Anesthetic Methods and Liver Transplantation

The occurrence of postoperative pulmonary complications after hepatic reperfusion, such as in patients undergoing liver transplantation, is a major concern in the intensive care unit. Not only neutrophil infiltration, but also oxidative injuries, have been demonstrated after intra-operative hepatic ischemia/reperfusion (I/R) management. Previous studies have shown that reactive oxygen species (ROS) paly a major role in the ensuing damage, although I/R-induced remote organ injury is a complex and multifactorial process. Methods to reduce ROS generation, such as ischemic preconditioning, attenuate both liver and lung damage after hepatic I/R. Considering the intra-operative ROS production occurs after hepatic reperfusion , the choice of anesthetics may alter the magnitude of ROS production and the antioxidant capacity.

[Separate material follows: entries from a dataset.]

PR #6797, opened 2025-04-13
Add `vk::offset` to specify member offsets for push constants

### LINKED ISSUE #6660: Attribute equivalent to layout(offset=n) in slang
If i have two push constants, one is for vertex shader, one is for fragment shader, and the struct is as below:

```
// vertex
struct Params
{
    float4x4 matrix;
}
```

```
// fragment
struct Params
{
    // layout(offset = 64)
    float2 offset;
    int numCells;
};
```
There's no attribute similar to layout(offset=n) in slang to indicate the offset relative to the previous struct size. Of course we can combine two struct into one, but this will make two struct have to share same layout attributes even if their binding, index, location, etc. are different.

Is there any way to solve this problem? Or perhaps adding this offset feature?

fairywreath:
Closes #6660.

Adds a `vk::offset` modifier to specify offsets for struct fields. The main use-case for this is for push constants to specify member variables for different shader stages. The `vk::offset` is derived from DXC, this has already been implemented there.

### DIFF
--- a/source/slang/slang-emit-glsl.cpp
+++ b/source/slang/slang-emit-glsl.cpp
@@ -5,7 +5,6 @@
 #include "slang-emit-source-writer.h"
 #include "slang-ir-call-graph.h"
 #include "slang-ir-entry-point-decorations.h"
-#include "slang-ir-insts.h"
 #include "slang-ir-layout.h"
 #include "slang-ir-util.h"
 #include "slang-legalize-types.h"
--- a/source/slang/slang-emit-glsl.cpp
+++ b/source/slang/slang-emit-glsl.cpp
@@ -245,7 +245,7 @@ void GLSLSourceEmitter::emitStructFieldAttributes(
 
     if (allowOffsetLayout)
     {
-        if (auto offsetDecoration = structKey->findDecoration<IRGLSLStructOffsetDecoration>())
+        if (auto offsetDecoration = structKey->findDecoration<IRVkStructOffsetDecoration>())
         {
             m_writer->emit("layout(offset = ");
             m_writer->emit(offsetDecoration->getOffset()->getValue());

Volatile and non-volatile anesthetics can exert their antioxidant capacity through different mechanisms. Propofol (2,6-diisopropylphenol) has been reported to provide antioxidant capacity by scavenging free radicals. However, volatile anesthetics such as isoflurane, desflurane or sevoflurane can reduce the oxidative damage through anesthetic preconditioning. Several animal studies demonstrate that volatile anesthetics offer more protection against ischemia-reperfusion injury than intravenous anesthetics. On the contrary, intravenous anesthetics may be more protective against sepsis-induced hepatic injury than volatile anesthetics. However, there are few investigations concerning the effects of different anesthetics on remote pulmonary injuries in clinical settings.

In this study, propofol and desflurane will be used for the maintenance of anesthesia during liver transplantation. The heart function, respiratory function, liver function, kidney function, the oxidative injuries and inflammatory mediators will be compared between the two groups.